What is being asked
Each record below should be repeated precisely as written.

START Dataset records

PR #1189, opened 2023-09-01
feat: use array for small size map

jiacai2050:
## Rationale
When benchmark, cost of  schema's index_of is obvious large.

## Detailed Changes
- Use array based map to avoid unnecessary hash.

END Dataset records

Exercise result
PR #1189, opened 2023-09-01
feat: use array for small size map

jiacai2050:
## Rationale
When benchmark, cost of  schema's index_of is obvious large.

## Detailed Changes
- Use array based map to avoid unnecessary hash.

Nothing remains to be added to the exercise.